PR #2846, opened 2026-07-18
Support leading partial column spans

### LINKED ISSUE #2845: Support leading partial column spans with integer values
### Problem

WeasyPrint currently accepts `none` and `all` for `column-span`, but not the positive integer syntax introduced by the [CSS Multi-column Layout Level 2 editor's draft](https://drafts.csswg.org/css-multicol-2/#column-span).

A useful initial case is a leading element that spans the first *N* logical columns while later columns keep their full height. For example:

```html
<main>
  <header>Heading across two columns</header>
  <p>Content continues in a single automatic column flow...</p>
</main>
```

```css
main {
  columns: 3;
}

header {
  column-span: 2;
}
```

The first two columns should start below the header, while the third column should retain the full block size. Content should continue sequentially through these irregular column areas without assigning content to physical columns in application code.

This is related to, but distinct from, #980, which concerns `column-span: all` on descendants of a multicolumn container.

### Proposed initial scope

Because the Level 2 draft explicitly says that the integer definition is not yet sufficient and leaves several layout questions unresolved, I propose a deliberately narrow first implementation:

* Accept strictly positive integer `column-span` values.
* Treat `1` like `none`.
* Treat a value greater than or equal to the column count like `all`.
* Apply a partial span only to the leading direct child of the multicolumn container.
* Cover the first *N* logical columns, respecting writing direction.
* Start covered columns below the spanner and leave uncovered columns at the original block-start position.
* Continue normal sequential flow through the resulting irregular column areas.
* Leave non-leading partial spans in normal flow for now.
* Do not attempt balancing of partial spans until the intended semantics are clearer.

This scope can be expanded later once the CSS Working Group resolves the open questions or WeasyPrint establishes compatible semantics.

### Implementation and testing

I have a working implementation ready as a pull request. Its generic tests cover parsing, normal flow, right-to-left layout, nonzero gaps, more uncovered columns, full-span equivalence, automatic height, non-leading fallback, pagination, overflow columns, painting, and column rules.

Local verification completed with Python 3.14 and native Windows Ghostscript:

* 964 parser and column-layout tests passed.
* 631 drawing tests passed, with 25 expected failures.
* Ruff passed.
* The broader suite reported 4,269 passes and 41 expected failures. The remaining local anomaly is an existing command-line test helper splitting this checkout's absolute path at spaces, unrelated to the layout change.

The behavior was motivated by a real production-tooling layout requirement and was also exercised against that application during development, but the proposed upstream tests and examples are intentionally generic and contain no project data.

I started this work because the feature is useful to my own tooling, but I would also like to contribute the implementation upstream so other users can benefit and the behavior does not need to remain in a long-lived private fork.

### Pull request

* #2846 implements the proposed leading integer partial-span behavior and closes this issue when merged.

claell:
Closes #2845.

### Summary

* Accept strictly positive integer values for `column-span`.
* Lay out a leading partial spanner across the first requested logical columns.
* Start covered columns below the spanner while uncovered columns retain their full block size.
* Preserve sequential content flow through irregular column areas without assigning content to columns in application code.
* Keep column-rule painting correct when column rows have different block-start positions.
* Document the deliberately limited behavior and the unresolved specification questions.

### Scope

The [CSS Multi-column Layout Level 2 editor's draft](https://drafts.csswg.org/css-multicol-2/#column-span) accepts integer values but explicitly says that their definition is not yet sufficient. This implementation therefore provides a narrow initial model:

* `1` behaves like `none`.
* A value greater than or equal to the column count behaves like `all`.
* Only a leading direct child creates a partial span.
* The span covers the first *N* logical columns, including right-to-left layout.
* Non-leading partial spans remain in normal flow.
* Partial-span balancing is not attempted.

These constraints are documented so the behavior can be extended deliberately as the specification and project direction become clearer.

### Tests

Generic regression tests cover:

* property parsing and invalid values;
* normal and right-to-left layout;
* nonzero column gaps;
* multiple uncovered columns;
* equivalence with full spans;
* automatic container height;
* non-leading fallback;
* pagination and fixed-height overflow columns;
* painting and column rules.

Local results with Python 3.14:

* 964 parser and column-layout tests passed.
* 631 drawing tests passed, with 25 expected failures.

_What to work on_: Present each line from the listing that holds the string "greater".

_Expected output_:
* Treat a value greater than or equal to the column count like `all`.
* A value greater than or equal to the column count behaves like `all`.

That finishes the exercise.